* Exercise aim *
Copy, from the material below, every line in which the word "border" can be found.

* Provided records *
##############################
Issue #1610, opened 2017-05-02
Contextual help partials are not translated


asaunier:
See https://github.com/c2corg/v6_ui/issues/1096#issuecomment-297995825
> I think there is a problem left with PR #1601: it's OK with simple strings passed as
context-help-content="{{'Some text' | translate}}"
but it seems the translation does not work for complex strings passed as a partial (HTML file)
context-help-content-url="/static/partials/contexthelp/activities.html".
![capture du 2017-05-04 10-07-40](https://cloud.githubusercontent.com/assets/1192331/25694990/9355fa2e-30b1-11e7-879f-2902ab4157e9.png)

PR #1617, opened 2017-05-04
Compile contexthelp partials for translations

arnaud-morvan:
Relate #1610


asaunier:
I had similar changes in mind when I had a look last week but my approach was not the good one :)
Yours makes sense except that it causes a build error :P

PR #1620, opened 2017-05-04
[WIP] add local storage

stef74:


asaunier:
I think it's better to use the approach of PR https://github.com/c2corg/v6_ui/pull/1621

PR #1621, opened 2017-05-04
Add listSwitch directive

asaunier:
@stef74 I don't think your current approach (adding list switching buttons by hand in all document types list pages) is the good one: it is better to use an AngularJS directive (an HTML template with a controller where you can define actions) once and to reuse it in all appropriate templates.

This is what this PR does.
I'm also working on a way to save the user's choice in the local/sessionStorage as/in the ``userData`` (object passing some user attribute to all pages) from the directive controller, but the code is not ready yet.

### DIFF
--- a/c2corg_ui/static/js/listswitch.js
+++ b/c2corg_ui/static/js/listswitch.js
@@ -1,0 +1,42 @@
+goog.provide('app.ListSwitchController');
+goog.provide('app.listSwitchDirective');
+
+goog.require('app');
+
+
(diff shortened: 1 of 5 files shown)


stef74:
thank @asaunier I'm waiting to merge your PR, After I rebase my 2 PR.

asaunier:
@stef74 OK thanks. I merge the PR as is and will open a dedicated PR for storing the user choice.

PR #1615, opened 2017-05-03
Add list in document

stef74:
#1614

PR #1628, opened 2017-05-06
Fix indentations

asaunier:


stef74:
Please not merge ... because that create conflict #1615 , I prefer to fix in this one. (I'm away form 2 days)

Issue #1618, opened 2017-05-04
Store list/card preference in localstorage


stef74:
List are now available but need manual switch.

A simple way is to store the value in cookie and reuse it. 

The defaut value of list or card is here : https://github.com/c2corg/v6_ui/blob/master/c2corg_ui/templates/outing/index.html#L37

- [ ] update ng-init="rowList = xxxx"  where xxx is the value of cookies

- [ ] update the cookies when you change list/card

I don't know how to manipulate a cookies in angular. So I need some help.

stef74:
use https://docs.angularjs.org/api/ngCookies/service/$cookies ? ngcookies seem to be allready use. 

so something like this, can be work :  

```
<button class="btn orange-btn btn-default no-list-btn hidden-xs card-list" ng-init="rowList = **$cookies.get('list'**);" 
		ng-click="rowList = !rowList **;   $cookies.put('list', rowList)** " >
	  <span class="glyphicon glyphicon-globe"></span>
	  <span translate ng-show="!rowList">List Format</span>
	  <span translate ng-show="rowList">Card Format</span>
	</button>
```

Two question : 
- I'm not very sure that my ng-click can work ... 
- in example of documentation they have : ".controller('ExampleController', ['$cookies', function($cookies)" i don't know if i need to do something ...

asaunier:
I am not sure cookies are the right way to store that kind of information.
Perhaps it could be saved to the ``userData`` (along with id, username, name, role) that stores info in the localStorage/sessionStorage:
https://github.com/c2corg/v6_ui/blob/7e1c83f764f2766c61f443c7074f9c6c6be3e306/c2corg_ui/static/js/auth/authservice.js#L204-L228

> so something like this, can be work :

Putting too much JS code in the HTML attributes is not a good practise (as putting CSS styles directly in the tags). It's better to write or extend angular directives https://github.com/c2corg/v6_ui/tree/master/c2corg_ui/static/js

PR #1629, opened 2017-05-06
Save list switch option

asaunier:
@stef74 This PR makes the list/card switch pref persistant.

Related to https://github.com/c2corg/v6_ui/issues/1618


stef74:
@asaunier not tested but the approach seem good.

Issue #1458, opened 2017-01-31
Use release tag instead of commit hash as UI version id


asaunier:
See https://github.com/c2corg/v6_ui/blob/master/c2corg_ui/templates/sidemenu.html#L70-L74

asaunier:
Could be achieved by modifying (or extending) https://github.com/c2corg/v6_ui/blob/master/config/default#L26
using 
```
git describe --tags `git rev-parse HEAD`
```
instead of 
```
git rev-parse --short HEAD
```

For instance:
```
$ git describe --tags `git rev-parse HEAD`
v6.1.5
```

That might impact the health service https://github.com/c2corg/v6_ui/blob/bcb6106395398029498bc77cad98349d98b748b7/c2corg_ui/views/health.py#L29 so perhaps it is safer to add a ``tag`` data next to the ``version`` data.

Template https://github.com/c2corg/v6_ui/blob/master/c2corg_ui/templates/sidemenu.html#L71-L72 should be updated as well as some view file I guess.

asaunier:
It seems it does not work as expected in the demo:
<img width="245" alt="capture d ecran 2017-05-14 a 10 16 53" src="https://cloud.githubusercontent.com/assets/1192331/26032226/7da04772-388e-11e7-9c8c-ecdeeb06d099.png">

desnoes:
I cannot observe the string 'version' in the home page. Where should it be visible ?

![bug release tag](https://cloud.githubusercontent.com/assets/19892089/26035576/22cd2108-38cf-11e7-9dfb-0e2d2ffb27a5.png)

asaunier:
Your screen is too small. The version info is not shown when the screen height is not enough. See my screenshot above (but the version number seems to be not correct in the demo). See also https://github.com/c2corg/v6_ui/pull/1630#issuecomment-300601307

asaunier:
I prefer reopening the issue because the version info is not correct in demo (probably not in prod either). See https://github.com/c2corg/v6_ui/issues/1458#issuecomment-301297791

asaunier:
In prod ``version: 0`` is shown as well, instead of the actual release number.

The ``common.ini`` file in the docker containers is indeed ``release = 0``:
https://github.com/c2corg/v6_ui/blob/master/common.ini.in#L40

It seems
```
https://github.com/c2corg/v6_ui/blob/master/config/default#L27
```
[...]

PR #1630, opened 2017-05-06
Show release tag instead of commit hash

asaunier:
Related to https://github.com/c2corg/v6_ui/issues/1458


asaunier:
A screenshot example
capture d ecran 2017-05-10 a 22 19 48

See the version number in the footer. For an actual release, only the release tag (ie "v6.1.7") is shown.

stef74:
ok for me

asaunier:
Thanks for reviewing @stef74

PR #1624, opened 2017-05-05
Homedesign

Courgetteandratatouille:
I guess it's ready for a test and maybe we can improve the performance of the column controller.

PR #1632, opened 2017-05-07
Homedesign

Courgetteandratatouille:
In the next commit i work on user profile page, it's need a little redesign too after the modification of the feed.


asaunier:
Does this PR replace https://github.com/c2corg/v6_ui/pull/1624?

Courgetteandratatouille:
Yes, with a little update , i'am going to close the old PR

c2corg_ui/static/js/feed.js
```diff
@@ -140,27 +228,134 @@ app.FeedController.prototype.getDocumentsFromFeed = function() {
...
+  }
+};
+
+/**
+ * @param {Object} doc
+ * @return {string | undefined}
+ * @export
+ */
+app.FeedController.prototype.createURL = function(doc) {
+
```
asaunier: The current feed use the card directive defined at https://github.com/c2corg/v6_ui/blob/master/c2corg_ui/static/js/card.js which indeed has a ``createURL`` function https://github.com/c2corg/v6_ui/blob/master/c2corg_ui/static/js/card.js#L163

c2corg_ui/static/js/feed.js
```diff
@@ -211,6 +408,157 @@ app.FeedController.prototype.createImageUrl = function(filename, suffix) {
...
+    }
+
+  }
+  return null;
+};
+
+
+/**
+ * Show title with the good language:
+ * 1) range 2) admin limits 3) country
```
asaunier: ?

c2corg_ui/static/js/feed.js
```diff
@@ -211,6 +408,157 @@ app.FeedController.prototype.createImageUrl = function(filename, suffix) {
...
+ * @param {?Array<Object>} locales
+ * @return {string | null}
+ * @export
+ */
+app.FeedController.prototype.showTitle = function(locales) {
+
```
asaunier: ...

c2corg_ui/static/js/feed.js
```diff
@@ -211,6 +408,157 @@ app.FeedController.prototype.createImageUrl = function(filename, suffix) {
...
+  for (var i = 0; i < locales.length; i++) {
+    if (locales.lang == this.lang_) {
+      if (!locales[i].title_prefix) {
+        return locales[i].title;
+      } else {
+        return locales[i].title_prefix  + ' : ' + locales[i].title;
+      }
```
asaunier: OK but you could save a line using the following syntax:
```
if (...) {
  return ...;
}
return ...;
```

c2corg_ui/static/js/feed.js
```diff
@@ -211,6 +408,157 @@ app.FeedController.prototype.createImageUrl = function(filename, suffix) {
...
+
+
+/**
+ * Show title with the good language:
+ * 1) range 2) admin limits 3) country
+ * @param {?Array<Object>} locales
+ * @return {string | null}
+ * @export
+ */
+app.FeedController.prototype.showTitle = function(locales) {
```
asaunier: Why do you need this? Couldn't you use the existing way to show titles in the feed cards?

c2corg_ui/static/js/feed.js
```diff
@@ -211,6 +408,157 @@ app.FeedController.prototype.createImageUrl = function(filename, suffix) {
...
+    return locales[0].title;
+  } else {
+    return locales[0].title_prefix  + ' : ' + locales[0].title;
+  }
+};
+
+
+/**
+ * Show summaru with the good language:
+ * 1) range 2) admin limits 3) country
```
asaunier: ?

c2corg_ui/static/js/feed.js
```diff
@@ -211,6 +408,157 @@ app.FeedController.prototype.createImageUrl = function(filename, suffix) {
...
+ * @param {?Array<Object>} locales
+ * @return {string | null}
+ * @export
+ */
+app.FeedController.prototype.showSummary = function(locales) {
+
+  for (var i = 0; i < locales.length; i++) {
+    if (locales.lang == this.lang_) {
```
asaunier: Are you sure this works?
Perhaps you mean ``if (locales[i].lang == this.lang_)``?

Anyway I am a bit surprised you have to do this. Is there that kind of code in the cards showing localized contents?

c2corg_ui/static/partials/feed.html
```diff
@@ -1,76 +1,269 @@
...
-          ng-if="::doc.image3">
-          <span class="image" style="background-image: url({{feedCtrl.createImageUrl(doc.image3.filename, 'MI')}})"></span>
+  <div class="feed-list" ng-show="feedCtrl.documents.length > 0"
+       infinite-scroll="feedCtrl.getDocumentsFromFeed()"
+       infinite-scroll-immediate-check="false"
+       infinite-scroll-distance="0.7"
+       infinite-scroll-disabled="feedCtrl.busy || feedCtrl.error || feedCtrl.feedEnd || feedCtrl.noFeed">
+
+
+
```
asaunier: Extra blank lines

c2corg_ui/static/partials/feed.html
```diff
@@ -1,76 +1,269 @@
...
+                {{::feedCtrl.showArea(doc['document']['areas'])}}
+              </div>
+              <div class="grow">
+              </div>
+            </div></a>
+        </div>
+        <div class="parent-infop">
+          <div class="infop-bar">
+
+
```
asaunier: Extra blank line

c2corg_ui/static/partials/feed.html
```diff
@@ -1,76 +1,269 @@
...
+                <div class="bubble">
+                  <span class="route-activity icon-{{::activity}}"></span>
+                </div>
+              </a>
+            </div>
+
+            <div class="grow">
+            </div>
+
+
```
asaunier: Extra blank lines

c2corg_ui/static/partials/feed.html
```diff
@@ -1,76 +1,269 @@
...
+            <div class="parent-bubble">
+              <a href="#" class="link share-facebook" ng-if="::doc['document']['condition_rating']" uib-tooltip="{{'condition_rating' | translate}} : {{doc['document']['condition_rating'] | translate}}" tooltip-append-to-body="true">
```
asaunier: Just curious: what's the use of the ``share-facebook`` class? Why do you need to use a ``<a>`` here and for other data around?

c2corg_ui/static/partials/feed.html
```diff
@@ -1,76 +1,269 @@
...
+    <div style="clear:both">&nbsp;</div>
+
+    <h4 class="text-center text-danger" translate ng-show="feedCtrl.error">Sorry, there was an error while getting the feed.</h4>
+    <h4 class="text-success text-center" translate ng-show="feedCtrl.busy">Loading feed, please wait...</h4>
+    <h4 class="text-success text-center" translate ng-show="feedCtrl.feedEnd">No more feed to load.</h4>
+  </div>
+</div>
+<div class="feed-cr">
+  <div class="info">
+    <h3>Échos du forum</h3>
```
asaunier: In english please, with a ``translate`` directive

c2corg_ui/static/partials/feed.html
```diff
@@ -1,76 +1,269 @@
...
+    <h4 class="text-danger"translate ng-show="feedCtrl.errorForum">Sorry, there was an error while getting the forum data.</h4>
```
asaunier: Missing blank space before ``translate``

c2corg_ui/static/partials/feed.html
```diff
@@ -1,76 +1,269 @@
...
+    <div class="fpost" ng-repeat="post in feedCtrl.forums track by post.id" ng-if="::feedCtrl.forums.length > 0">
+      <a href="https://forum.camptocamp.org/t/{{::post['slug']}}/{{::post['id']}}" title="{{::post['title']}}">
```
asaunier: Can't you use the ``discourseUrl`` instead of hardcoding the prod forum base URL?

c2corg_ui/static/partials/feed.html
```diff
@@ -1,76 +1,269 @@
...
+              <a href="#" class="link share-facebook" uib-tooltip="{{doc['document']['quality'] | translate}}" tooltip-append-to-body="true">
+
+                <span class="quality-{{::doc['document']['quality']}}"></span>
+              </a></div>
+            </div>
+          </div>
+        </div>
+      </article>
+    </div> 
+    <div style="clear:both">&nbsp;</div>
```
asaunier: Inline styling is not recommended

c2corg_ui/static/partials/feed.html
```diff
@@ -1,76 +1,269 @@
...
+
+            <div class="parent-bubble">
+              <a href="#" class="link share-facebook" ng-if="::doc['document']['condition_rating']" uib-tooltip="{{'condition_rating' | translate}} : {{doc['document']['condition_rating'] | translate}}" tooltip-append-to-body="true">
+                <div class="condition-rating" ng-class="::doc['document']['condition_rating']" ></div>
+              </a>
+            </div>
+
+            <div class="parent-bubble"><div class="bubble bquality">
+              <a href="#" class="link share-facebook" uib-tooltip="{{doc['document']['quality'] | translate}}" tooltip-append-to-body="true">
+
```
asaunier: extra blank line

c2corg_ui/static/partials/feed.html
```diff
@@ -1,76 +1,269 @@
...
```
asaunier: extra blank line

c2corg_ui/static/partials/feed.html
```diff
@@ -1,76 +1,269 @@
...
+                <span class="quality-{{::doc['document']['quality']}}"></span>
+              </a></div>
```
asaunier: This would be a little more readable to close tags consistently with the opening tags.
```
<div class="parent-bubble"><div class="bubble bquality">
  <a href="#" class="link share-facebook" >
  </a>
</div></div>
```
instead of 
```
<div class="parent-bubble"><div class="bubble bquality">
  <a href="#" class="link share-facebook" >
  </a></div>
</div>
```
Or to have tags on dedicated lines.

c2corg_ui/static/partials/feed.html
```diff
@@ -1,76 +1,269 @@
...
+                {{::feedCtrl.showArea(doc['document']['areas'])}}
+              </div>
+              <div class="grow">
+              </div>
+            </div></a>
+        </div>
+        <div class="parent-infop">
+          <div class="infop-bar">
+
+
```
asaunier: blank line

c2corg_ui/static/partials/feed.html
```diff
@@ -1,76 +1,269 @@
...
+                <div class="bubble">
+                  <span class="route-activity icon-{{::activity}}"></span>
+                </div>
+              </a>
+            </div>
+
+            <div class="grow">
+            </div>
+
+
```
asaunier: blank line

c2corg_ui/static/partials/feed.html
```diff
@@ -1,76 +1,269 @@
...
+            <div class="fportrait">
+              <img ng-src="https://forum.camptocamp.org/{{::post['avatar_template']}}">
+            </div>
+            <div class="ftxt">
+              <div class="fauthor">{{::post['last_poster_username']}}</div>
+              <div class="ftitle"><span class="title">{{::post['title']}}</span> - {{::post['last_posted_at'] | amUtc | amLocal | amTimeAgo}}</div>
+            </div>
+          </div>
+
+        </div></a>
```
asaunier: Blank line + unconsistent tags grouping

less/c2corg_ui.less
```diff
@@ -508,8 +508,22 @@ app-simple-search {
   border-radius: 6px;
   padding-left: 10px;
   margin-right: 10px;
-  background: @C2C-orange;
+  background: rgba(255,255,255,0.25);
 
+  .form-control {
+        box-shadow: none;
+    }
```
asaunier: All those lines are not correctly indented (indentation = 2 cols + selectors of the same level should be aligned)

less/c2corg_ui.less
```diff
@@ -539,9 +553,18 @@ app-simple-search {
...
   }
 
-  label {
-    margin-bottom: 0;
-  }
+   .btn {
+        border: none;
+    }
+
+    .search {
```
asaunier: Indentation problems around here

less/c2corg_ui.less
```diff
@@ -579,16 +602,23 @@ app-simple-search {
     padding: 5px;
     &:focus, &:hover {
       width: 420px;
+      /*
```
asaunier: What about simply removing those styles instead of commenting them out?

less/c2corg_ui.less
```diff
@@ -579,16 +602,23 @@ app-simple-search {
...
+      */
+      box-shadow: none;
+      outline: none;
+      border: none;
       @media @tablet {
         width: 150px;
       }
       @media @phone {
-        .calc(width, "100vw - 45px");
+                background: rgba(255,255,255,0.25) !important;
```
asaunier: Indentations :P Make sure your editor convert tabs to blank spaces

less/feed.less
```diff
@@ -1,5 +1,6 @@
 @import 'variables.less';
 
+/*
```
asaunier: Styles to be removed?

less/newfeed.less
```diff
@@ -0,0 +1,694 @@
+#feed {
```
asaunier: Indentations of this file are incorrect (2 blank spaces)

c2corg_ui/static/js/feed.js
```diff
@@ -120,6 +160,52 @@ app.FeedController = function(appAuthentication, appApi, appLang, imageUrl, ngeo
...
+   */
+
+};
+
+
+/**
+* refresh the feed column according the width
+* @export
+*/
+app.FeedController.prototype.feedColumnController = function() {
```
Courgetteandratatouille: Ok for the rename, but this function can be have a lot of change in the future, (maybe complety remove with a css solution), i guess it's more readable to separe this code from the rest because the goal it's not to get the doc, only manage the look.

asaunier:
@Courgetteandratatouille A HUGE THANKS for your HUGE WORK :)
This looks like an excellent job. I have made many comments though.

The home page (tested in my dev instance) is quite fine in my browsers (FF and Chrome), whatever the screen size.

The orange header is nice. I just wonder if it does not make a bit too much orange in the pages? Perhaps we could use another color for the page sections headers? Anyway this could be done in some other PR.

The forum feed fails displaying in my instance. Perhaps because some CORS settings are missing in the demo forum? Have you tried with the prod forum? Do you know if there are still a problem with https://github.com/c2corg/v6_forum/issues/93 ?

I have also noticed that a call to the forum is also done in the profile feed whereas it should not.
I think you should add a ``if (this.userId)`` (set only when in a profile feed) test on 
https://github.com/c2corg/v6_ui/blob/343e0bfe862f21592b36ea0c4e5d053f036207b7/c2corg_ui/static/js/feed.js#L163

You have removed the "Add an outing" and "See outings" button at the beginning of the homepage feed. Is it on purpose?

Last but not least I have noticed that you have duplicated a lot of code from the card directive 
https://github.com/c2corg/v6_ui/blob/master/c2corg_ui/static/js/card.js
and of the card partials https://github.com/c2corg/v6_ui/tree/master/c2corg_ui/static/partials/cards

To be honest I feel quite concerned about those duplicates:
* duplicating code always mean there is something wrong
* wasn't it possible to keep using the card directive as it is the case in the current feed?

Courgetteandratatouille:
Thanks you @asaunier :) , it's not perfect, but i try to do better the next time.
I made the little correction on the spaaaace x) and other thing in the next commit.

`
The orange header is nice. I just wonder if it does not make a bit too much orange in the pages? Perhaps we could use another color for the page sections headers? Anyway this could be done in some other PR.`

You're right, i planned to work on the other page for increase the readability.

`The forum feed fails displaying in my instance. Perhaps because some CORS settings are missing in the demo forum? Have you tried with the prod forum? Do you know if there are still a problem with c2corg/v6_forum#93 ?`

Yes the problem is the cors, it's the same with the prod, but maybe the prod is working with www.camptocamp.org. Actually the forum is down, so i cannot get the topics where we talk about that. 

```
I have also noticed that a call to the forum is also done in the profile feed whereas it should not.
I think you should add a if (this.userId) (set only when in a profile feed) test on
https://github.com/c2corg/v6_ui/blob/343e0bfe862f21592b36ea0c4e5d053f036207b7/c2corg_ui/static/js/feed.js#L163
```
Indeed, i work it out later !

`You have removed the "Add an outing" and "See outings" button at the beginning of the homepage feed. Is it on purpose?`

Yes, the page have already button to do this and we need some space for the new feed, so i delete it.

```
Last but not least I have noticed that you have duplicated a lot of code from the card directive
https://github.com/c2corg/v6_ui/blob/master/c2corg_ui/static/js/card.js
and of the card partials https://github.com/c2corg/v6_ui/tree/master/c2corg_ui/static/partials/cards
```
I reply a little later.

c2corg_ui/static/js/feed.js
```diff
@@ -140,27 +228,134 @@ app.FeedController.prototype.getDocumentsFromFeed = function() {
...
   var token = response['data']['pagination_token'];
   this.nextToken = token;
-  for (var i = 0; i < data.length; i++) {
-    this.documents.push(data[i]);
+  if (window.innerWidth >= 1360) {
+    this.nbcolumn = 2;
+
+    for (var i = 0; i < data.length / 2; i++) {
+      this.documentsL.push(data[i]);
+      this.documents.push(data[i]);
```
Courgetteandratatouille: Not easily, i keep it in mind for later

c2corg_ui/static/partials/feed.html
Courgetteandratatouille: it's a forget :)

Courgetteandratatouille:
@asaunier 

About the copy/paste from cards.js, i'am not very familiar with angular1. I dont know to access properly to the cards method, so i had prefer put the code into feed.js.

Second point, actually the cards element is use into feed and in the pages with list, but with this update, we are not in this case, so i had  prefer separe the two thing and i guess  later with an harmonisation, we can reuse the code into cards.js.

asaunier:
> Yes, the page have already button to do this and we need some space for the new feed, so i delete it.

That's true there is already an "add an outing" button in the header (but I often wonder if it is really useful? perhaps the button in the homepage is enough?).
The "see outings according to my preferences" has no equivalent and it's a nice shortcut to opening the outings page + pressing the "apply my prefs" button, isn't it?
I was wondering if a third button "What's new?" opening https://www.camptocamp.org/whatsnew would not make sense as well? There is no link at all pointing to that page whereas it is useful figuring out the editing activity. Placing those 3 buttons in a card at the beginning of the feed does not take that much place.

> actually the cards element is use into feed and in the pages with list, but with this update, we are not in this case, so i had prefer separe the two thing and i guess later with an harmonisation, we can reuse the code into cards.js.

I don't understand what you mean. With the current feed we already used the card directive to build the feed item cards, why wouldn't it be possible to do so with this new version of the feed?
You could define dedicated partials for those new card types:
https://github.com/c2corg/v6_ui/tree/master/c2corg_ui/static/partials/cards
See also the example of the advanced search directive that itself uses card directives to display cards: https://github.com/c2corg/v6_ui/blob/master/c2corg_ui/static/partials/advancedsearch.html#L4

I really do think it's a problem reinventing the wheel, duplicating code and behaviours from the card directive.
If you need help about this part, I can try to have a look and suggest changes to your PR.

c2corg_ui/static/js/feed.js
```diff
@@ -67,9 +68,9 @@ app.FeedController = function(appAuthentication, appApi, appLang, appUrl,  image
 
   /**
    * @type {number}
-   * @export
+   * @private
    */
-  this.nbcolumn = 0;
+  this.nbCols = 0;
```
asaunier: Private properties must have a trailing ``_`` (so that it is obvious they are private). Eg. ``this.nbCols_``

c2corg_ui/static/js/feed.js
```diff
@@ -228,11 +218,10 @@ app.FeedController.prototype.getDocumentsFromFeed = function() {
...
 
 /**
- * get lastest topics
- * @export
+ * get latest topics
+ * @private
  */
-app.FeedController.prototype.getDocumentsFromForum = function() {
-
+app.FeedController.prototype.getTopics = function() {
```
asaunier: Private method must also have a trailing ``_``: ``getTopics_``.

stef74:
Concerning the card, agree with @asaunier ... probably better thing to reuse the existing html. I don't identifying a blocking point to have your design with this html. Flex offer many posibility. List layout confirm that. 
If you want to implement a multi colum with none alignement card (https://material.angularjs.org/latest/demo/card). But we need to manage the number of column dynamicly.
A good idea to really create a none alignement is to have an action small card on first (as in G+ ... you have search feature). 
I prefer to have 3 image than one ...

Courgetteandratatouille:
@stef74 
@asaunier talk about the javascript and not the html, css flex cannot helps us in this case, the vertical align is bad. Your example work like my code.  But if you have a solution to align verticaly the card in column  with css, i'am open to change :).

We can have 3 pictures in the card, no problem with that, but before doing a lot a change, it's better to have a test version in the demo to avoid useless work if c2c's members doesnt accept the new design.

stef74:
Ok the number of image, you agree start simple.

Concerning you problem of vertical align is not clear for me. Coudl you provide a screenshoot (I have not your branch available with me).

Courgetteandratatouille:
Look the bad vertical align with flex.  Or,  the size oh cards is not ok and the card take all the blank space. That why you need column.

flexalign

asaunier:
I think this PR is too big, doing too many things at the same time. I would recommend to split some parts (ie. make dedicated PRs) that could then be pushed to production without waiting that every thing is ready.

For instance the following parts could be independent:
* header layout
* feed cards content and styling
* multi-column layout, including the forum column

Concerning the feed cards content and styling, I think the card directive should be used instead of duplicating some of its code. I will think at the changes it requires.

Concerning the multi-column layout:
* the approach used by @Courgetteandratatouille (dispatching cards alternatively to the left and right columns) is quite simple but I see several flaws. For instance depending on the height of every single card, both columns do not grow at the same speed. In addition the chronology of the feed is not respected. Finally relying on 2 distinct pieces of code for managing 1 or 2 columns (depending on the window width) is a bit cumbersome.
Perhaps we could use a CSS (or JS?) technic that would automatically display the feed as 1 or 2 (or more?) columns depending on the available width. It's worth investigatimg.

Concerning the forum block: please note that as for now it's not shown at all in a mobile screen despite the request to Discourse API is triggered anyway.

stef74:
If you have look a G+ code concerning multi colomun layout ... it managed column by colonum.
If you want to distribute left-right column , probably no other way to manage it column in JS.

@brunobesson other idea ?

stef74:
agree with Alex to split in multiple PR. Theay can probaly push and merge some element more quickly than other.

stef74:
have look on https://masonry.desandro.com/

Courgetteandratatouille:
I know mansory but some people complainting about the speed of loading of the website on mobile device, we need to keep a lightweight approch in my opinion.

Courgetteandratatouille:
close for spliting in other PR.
##############################
* Written answer *
   border-radius: 6px;
+        border: none;
+      border: none;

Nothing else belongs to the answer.